Everyone’s got a story to tell, but some of them are locked away, or hard to access. Our cadets have tracked down "the key" to some of their subjects’ most interesting yarns.
Within the halls of Dunedin’s Museum of Natural Mystery, time stands still.
Bruce Mahalski, the proprietor of the museum and its artefacts, stands just as still.
He is taking in the splendour of the vast collection of relics and rarities that dominate his Royal Tce home.
Dunedin’s own Indiana Jones, Mahalski has been preserving the past for close to five years.
The faint ticking of Heidi Wassner’s regulator clock, dating back to the 1830s, can be heard at the entrance to his abode.
Regulator clocks were used as the standard against which the accuracy of other clocks was measured, Mahalski says.
He holds a small brass key with a wooden handle, used to wind and adjust the clock when needed.
This particular clock was manufactured in Germany nearly two centuries ago, he says, and belonged to the Wassner family.

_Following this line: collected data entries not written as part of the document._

Issue #7, opened 2020-10-09
Transfer zensus_vg250 scripts


IlkaCu:
Scripts related to preprocessing section zensus_vg250 need to be reviewed, adjusted and transfered to the new egon-data repo.

**Tasks**

- [x] Add data filtering for zensus with population > 0 and inside Germany
- [x] Add metadata for the resulting table of above, see [here](https://github.com/openego/data_processing/blob/5edca414212ccb4b1df6b046bf916bc2ebb7b4c6/preprocessing/zensus_vg250/ego_pp_destatis_zensus_metadata.sql)
- [x] Calculate population per municipality. Use the [open_ego data processing script](https://github.com/openego/data_processing/blob/5edca414212ccb4b1df6b046bf916bc2ebb7b4c6/preprocessing/vg250/ego_dp_structure_boundaries_vg250.sql#L450-L687). There might be a duplication with the first task
- [x] Add note to CHANGELOG

gplssm:
While I transferred vg250 import scripts, I've realized the is as well code that depends on the existence of census data. Since that is not the case right now, I move the remaining parts to here. So, in addition to the actual "zensus_vg250 scripts", integrate the following code as well:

In 1945, when the Wassner home was commandeered by the invading Russian army, the family had a mere 10 minutes to rescue as many of their belongings as they could and pass them over the neighbour’s fence.
They chose the clock.
"It keeps perfect time", Mahalski marvels.
"It’s a relatively simple mechanism but it keeps very good time."
Before it came into his possession, the clock belonged to Adelheid "Heidi" Wassner, a head nurse at Otago Hospital.
She had lodged a claim with the German government for her family’s land, confiscated during World War 2, but died before the claim was resolved.
Three years later, as detailed in her will, Mahalski received a one-sixteenth share of the claim and the clock.
It now hangs comfortably in the museum’s hallway, at little risk of ever again having to be thrown over a neighbour’s fence.
While time’s arrow fires forward, Mahalski and his mysteries will remain a timeless repository of stories such as this.